%%

PR #2331, opened 2023-02-20
Upgrade Ruby to 3.1.0

Joranhezon:
The previous ruby version, 2.7.5, is being deprecated soon. This upgrades Ruby to a version that is stable and is receiving support.


MatheusRich:
Are we dropping support for 2.7.x? If so, we should update gemspec too, and cut a new release.

littleforest:
closing due to #2367

PR #2347, opened 2023-04-05
Set _pundit_policy_scoped instance variable

nhippenmeyer:
Pundit exposes the [policy_scope](https://github.com/varvet/pundit#scopes) method which [internally](https://github.com/varvet/pundit/blob/6513071aa790f061dec72e676b99996fa007c9ff/lib/pundit/authorization.rb#L92-L95) sets the `@_pundit_policy_scoped` instance variable.

When using the `verify_policy_scoped` callback for [ensuring scopes are used](https://github.com/varvet/pundit#ensuring-policies-and-scopes-are-used), pundit checks whether this instance variable has been set in the context of a request. If it hasn't it raises the `Pundit::PolicyScopingNotPerformedError` error. Since administrate defines its own `policy_scope_admin` method, we also need to set this instance variable there to avoid the error being raised.

### DIFF
--- a/app/controllers/concerns/administrate/punditize.rb
+++ b/app/controllers/concerns/administrate/punditize.rb
@@ -24,6 +24,7 @@ module Administrate
       # to be overridden by 'resolve_admin' for a different index scope in Admin
       # controllers.
       def policy_scope_admin(scope)
+        @_pundit_policy_scoped = true
         ps = Pundit::PolicyFinder.new(scope).scope!.new(pundit_user, scope)
         if ps.respond_to? :resolve_admin
           ps.resolve_admin


pablobm:
Thank you for this @nhippenmeyer! Eventually I think we should deprecate `policy_scope_admin`, but until then this is a bug that should be addressed.

Would you be able to make the following changes, please?

First, I think this could use specs, or something that at least tests this with the current code. I gave it a try and I'm thinking perhaps  we can simply add the following. What do you think?

```diff
diff --git a/spec/example_app/app/controllers/admin/application_controller.rb b/spec/example_app/app/controllers/admin/application_controller.rb
index 1cb06541..65069e4d 100644
--- a/spec/example_app/app/controllers/admin/application_controller.rb
+++ b/spec/example_app/app/controllers/admin/application_controller.rb
@@ -23,6 +23,7 @@ module Admin
     end
 
     before_action :authenticate_admin
+    after_action :verify_policy_scoped, only: :index
 
     def authenticate_admin
       user_id = session[:user_id]
diff --git a/spec/example_app/app/controllers/admin/customers_controller.rb b/spec/example_app/app/controllers/admin/customers_controller.rb
index 4e06f6e4..c02e9ee0 100644
--- a/spec/example_app/app/controllers/admin/customers_controller.rb
+++ b/spec/example_app/app/controllers/admin/customers_controller.rb
@@ -13,7 +13,7 @@ module Admin
     private
 
     def scoped_resource
-      Customer.where(hidden: false)
+      policy_scope_admin Customer.where(hidden: false)
     end
   end
 end
```

Second, could you please rebase this on top of `main`? Also hopefully the specs will run in CI this time. I don't know what happened there.

Thank you again!

nickcharlton:
@nhippenmeyer, would you be able to take a look at this PR?

nhippenmeyer:
Apologies I haven't had time to respond to the feedback on this PR. I'm going to close it for now and can reopen it if I or someone else has the bandwidth to make the proposed changes.

Issue #1939, opened 2021-03-09
Enums  - Select tag dont keep saved option selected on edit page


DavidGeismarLtd:
* What were you trying to do?
create a select form an enum field.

%%

## [WHAT TO PRODUCE]
The records above are to be duplicated in full and exactly.

## [PROBLEM SOLUTION]
PR #2331, opened 2023-02-20
Upgrade Ruby to 3.1.0

Joranhezon:
The previous ruby version, 2.7.5, is being deprecated soon. This upgrades Ruby to a version that is stable and is receiving support.


MatheusRich:
Are we dropping support for 2.7.x? If so, we should update gemspec too, and cut a new release.

littleforest:
closing due to #2367

PR #2347, opened 2023-04-05
Set _pundit_policy_scoped instance variable

nhippenmeyer:
Pundit exposes the [policy_scope](https://github.com/varvet/pundit#scopes) method which [internally](https://github.com/varvet/pundit/blob/6513071aa790f061dec72e676b99996fa007c9ff/lib/pundit/authorization.rb#L92-L95) sets the `@_pundit_policy_scoped` instance variable.

When using the `verify_policy_scoped` callback for [ensuring scopes are used](https://github.com/varvet/pundit#ensuring-policies-and-scopes-are-used), pundit checks whether this instance variable has been set in the context of a request. If it hasn't it raises the `Pundit::PolicyScopingNotPerformedError` error. Since administrate defines its own `policy_scope_admin` method, we also need to set this instance variable there to avoid the error being raised.

### DIFF
--- a/app/controllers/concerns/administrate/punditize.rb
+++ b/app/controllers/concerns/administrate/punditize.rb
@@ -24,6 +24,7 @@ module Administrate
       # to be overridden by 'resolve_admin' for a different index scope in Admin
       # controllers.
       def policy_scope_admin(scope)
+        @_pundit_policy_scoped = true
         ps = Pundit::PolicyFinder.new(scope).scope!.new(pundit_user, scope)
         if ps.respond_to? :resolve_admin
           ps.resolve_admin


pablobm:
Thank you for this @nhippenmeyer! Eventually I think we should deprecate `policy_scope_admin`, but until then this is a bug that should be addressed.

Would you be able to make the following changes, please?

First, I think this could use specs, or something that at least tests this with the current code. I gave it a try and I'm thinking perhaps  we can simply add the following. What do you think?

```diff
diff --git a/spec/example_app/app/controllers/admin/application_controller.rb b/spec/example_app/app/controllers/admin/application_controller.rb
index 1cb06541..65069e4d 100644
--- a/spec/example_app/app/controllers/admin/application_controller.rb
+++ b/spec/example_app/app/controllers/admin/application_controller.rb
@@ -23,6 +23,7 @@ module Admin
     end
 
     before_action :authenticate_admin
+    after_action :verify_policy_scoped, only: :index
 
     def authenticate_admin
       user_id = session[:user_id]
diff --git a/spec/example_app/app/controllers/admin/customers_controller.rb b/spec/example_app/app/controllers/admin/customers_controller.rb
index 4e06f6e4..c02e9ee0 100644
--- a/spec/example_app/app/controllers/admin/customers_controller.rb
+++ b/spec/example_app/app/controllers/admin/customers_controller.rb
@@ -13,7 +13,7 @@ module Admin
     private
 
     def scoped_resource
-      Customer.where(hidden: false)
+      policy_scope_admin Customer.where(hidden: false)
     end
   end
 end
```

Second, could you please rebase this on top of `main`? Also hopefully the specs will run in CI this time. I don't know what happened there.

Thank you again!

nickcharlton:
@nhippenmeyer, would you be able to take a look at this PR?

nhippenmeyer:
Apologies I haven't had time to respond to the feedback on this PR. I'm going to close it for now and can reopen it if I or someone else has the bandwidth to make the proposed changes.

Issue #1939, opened 2021-03-09
Enums  - Select tag dont keep saved option selected on edit page


DavidGeismarLtd:
* What were you trying to do?
create a select form an enum field.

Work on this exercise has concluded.